EXERCISE GOAL: Return the data. Every word must match.

DATA TO PROCESS:
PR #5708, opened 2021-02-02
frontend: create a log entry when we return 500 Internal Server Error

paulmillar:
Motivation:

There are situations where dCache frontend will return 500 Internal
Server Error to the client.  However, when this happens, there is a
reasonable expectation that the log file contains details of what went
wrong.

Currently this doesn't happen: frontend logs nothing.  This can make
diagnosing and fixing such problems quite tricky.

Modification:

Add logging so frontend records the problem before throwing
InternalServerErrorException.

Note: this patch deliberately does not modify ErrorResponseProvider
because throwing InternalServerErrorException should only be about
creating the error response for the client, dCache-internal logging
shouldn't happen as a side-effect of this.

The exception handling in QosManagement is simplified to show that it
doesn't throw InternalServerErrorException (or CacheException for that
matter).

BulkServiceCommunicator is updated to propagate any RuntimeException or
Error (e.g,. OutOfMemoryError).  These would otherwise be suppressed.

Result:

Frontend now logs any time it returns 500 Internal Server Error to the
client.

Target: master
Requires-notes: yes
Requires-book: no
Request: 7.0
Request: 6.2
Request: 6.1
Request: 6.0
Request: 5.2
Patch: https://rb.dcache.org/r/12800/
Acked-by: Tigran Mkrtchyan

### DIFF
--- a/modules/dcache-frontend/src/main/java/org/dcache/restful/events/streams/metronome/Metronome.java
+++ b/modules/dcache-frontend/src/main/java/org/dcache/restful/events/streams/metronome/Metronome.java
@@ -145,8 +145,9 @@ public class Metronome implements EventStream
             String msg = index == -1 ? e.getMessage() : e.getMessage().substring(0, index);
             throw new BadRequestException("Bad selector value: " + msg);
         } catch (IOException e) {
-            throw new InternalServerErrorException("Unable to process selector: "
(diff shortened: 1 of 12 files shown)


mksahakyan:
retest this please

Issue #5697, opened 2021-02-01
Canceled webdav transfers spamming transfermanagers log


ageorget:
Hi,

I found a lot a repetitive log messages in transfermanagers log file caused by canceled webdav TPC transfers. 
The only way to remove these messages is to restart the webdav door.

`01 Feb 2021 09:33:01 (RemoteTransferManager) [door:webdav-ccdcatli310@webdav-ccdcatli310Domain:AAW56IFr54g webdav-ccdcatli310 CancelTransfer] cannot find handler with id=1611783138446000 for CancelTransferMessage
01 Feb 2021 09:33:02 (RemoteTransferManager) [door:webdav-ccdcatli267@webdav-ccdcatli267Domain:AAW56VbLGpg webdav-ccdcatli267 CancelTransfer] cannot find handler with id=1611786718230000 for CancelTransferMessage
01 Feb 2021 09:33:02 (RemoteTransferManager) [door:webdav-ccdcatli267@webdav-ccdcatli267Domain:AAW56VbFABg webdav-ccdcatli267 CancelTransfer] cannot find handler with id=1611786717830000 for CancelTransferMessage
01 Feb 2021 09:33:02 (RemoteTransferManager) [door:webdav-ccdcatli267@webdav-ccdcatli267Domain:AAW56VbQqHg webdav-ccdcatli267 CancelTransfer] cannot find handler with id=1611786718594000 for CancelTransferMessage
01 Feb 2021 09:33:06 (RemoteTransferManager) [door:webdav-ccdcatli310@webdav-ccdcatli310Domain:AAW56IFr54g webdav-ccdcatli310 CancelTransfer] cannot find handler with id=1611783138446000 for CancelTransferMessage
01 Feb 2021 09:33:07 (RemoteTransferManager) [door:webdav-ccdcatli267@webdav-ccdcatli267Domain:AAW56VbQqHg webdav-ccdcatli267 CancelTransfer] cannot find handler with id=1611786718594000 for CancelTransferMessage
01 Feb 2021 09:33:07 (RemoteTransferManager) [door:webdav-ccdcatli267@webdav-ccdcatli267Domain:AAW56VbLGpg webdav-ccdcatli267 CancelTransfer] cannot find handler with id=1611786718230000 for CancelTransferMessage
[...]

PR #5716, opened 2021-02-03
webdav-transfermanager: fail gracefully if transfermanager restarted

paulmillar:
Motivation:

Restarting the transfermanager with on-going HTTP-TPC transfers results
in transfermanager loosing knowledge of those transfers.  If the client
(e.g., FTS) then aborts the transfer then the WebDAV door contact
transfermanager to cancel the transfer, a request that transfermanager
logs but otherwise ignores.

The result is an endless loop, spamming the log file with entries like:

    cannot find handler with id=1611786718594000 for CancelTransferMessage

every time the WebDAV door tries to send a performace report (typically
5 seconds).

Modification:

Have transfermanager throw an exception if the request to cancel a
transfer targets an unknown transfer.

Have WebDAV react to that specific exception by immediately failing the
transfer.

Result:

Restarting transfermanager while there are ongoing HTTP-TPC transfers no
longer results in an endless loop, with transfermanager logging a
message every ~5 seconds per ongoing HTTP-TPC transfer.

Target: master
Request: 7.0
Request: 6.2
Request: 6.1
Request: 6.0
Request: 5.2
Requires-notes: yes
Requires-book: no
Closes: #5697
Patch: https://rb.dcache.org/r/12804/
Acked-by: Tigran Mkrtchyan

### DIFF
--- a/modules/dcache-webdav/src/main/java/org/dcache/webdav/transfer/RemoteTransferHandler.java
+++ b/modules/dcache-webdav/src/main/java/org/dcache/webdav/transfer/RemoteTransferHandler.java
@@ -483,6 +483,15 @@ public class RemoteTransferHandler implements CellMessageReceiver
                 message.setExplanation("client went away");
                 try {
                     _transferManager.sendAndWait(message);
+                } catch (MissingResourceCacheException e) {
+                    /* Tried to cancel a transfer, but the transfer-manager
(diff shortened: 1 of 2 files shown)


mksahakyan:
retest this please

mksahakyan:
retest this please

COMPLETED TASK:
PR #5708, opened 2021-02-02
frontend: create a log entry when we return 500 Internal Server Error

paulmillar:
Motivation:

There are situations where dCache frontend will return 500 Internal
Server Error to the client.  However, when this happens, there is a
reasonable expectation that the log file contains details of what went
wrong.

Currently this doesn't happen: frontend logs nothing.  This can make
diagnosing and fixing such problems quite tricky.

Modification:

Add logging so frontend records the problem before throwing
InternalServerErrorException.

Note: this patch deliberately does not modify ErrorResponseProvider
because throwing InternalServerErrorException should only be about
creating the error response for the client, dCache-internal logging
shouldn't happen as a side-effect of this.

The exception handling in QosManagement is simplified to show that it
doesn't throw InternalServerErrorException (or CacheException for that
matter).

BulkServiceCommunicator is updated to propagate any RuntimeException or
Error (e.g,. OutOfMemoryError).  These would otherwise be suppressed.

Result:

Frontend now logs any time it returns 500 Internal Server Error to the
client.

Target: master
Requires-notes: yes
Requires-book: no
Request: 7.0
Request: 6.2
Request: 6.1
Request: 6.0
Request: 5.2
Patch: https://rb.dcache.org/r/12800/
Acked-by: Tigran Mkrtchyan

### DIFF
--- a/modules/dcache-frontend/src/main/java/org/dcache/restful/events/streams/metronome/Metronome.java
+++ b/modules/dcache-frontend/src/main/java/org/dcache/restful/events/streams/metronome/Metronome.java
@@ -145,8 +145,9 @@ public class Metronome implements EventStream
             String msg = index == -1 ? e.getMessage() : e.getMessage().substring(0, index);
             throw new BadRequestException("Bad selector value: " + msg);
         } catch (IOException e) {
-            throw new InternalServerErrorException("Unable to process selector: "
(diff shortened: 1 of 12 files shown)


mksahakyan:
retest this please

Issue #5697, opened 2021-02-01
Canceled webdav transfers spamming transfermanagers log


ageorget:
Hi,

I found a lot a repetitive log messages in transfermanagers log file caused by canceled webdav TPC transfers. 
The only way to remove these messages is to restart the webdav door.

`01 Feb 2021 09:33:01 (RemoteTransferManager) [door:webdav-ccdcatli310@webdav-ccdcatli310Domain:AAW56IFr54g webdav-ccdcatli310 CancelTransfer] cannot find handler with id=1611783138446000 for CancelTransferMessage
01 Feb 2021 09:33:02 (RemoteTransferManager) [door:webdav-ccdcatli267@webdav-ccdcatli267Domain:AAW56VbLGpg webdav-ccdcatli267 CancelTransfer] cannot find handler with id=1611786718230000 for CancelTransferMessage
01 Feb 2021 09:33:02 (RemoteTransferManager) [door:webdav-ccdcatli267@webdav-ccdcatli267Domain:AAW56VbFABg webdav-ccdcatli267 CancelTransfer] cannot find handler with id=1611786717830000 for CancelTransferMessage
01 Feb 2021 09:33:02 (RemoteTransferManager) [door:webdav-ccdcatli267@webdav-ccdcatli267Domain:AAW56VbQqHg webdav-ccdcatli267 CancelTransfer] cannot find handler with id=1611786718594000 for CancelTransferMessage
01 Feb 2021 09:33:06 (RemoteTransferManager) [door:webdav-ccdcatli310@webdav-ccdcatli310Domain:AAW56IFr54g webdav-ccdcatli310 CancelTransfer] cannot find handler with id=1611783138446000 for CancelTransferMessage
01 Feb 2021 09:33:07 (RemoteTransferManager) [door:webdav-ccdcatli267@webdav-ccdcatli267Domain:AAW56VbQqHg webdav-ccdcatli267 CancelTransfer] cannot find handler with id=1611786718594000 for CancelTransferMessage
01 Feb 2021 09:33:07 (RemoteTransferManager) [door:webdav-ccdcatli267@webdav-ccdcatli267Domain:AAW56VbLGpg webdav-ccdcatli267 CancelTransfer] cannot find handler with id=1611786718230000 for CancelTransferMessage
[...]

PR #5716, opened 2021-02-03
webdav-transfermanager: fail gracefully if transfermanager restarted

paulmillar:
Motivation:

Restarting the transfermanager with on-going HTTP-TPC transfers results
in transfermanager loosing knowledge of those transfers.  If the client
(e.g., FTS) then aborts the transfer then the WebDAV door contact
transfermanager to cancel the transfer, a request that transfermanager
logs but otherwise ignores.

The result is an endless loop, spamming the log file with entries like:

    cannot find handler with id=1611786718594000 for CancelTransferMessage

every time the WebDAV door tries to send a performace report (typically
5 seconds).

Modification:

Have transfermanager throw an exception if the request to cancel a
transfer targets an unknown transfer.

Have WebDAV react to that specific exception by immediately failing the
transfer.

Result:

Restarting transfermanager while there are ongoing HTTP-TPC transfers no
longer results in an endless loop, with transfermanager logging a
message every ~5 seconds per ongoing HTTP-TPC transfer.

Target: master
Request: 7.0
Request: 6.2
Request: 6.1
Request: 6.0
Request: 5.2
Requires-notes: yes
Requires-book: no
Closes: #5697
Patch: https://rb.dcache.org/r/12804/
Acked-by: Tigran Mkrtchyan

### DIFF
--- a/modules/dcache-webdav/src/main/java/org/dcache/webdav/transfer/RemoteTransferHandler.java
+++ b/modules/dcache-webdav/src/main/java/org/dcache/webdav/transfer/RemoteTransferHandler.java
@@ -483,6 +483,15 @@ public class RemoteTransferHandler implements CellMessageReceiver
                 message.setExplanation("client went away");
                 try {
                     _transferManager.sendAndWait(message);
+                } catch (MissingResourceCacheException e) {
+                    /* Tried to cancel a transfer, but the transfer-manager
(diff shortened: 1 of 2 files shown)


mksahakyan:
retest this please

mksahakyan:
retest this please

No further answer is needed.